# Is She a Blanket or Bi-Color?



## Ali B. (Jul 23, 2010)

Jada is just about 5 1/2 months old. Her coloring has really not changed at all since we got her when she was 8 weeks old. I'm just wondering if she is considered a blanket or Bi-Color? She does have a small white patch circling around her butt area.


----------



## Jax08 (Feb 13, 2009)

bi color!


----------



## GatorDog (Aug 17, 2011)

Looks bi color to me. And gorgeous too!


----------



## Sunflowers (Feb 17, 2012)

Bicolor.
There is no third color there


----------



## holland (Jan 11, 2009)

very pretty bicolor


----------



## Shade (Feb 20, 2012)

Bicolour  Gorgeous girl! :wub:


----------



## Ali B. (Jul 23, 2010)

Thanks everyone!

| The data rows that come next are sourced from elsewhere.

PR #1844, opened 2020-08-13
Added cell backup API and exposed via storm

invisig0th:


synapse/lib/cell.py
```diff
@@ -496,6 +534,10 @@ class Cell(s_nexus.Pusher, s_telepath.Aware):
             'description': 'A config-driven way to specify the HTTPS port.',
             'type': ['integer', 'null'],
         },
+        'backup:dir': {
+            'description': 'A directory outside the service directory where backups will be saved.',
+            'type': ['string', 'null'],
```
mikemoritz, line 539: Not sure if this was intended, but multiple types prevent this from being a command line arg

synapse/lib/cell.py
```diff
@@ -680,6 +733,76 @@ async def getNexusChanges(self, offs):
...
+
+        if name is None:
+            name = time.strftime('%Y%m%d%H%M%S', datetime.datetime.now().timetuple())
+
+        path = self._reqBackDirn(name)
+        if os.path.isdir(path):
+            mesg = 'Backup with name already exists'
+            raise s_exc.BadArg(mesg=mesg)
+
+        task = self.schedCoro(self._execBackTask(path))
```
mikemoritz, line 756: Not sure what's causing it, but if I run a ps on background backup it errors:
error: SynErr: efile='cell.py' eline=1469 ename='ps' errx='AttributeError' esrc='if (task.user.iden == user.iden) or isallowed:' mesg="'str' object has no attribute 'iden'"

synapse/lib/stormlib/backup.py
```diff
@@ -0,0 +1,48 @@
...
+    def getObjLocals(self):
+        return {
+            'run': self._runBackup,
+            'list': self._listBackups,
+            'del': self._delBackup,
+        }
+
+    async def _runBackup(self, name=None, wait=True):
+        '''
+        Run a cortex backup.
```
mikemoritz, line 18: Might be worth adding this capability into the devops docs

synapse/lib/cell.py
```diff
@@ -680,6 +733,76 @@ async def getNexusChanges(self, offs):
...
+
+        if wait:
```
mikemoritz, line 758: Probably not the scope of this PR, but it would be good to have an indicator if the backups completed successfully

synapse/lib/cell.py
invisig0th: Was handing in user iden rather than heavy user object.  Fixed, thanks!

synapse/lib/cell.py
invisig0th: it needs to be ok being null, so i guess i'd call it intentional.  out of curiosity, what do we do in the case where null needs to be ok but we do want a command line arg?

synapse/lib/stormlib/backup.py
invisig0th: Thus far, we haven't really covered anything in devops docs that are API driven rather than tool driven.  However, now that generating a backup is a cell level capability, we could add it to cmdr, but i'd support that being in a subsequent PR

synapse/lib/cell.py
mikemoritz: I believe you can do this:
`        'backup:dir': {
            'description': 'A directory outside the service directory where backups will be saved.',
            'type': 'string',
            'default': None,
        },`

synapse/lib/stormlib/backup.py
```diff
@@ -0,0 +1,48 @@
...
+
+        Returns:
+            list[str]: A list of backup names.
+        '''
+        todo = s_common.todo('getBackups')
+        gatekeys = ((self.runt.user.iden, ('backup', 'list'), None),)
+        return await self.dyncall('cortex', todo, gatekeys=gatekeys)
+
+    async def _delBackup(self, name):
+        name = await s_stormtypes.tostr(name)
```
vEpiphyte, line 45: Docstring

PR #1846, opened 2020-08-17
added storm var access API for telepath and HTTP

invisig0th:


synapse/lib/httpapi.py
```diff
@@ -785,3 +785,54 @@ async def get(self):
...
+class StormVarsSetV1(Handler):
+
+    async def post(self):
+
+        body = self.getJsonBody()
+        if body is None:
+            return
+
+        varname = str(body.get('name'))
+        varvalu = body.get('value')
```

So what is a blanket then?


----------



## Karla (Dec 14, 2010)

She's a very pretty girl!

Coat Colors of the GSD


----------



## MegRose (May 25, 2013)

She's gorgeous 

http://www.4germanshep.com/coat_colors.htm

Sent from Petguide.com Free App


----------



## Ali B. (Jul 23, 2010)

Ahh, I get it now! Thanks Karla and MegRose!


----------



## 1sttimeforgsd (Jul 29, 2010)

Jada is a pretty girl and she looks to be a bi-color to me. :wub:


----------



## Castlemaid (Jun 29, 2006)

Bi-colour! Solid black on the chest and belly area, tar-heels and pencil toes, classic bi-colour!

A Blanket would have more tan on the legs, the face and the underbelly. If you scroll up to Karla's post her dot in her avatar is a blanket - you can see how the saddle area covers the entire back, but has a light-coloured underside and more tan on the legs. Some blankets do have an extensive blanket that reaches down the legs, but the light underbelly is usually the give-away.


----------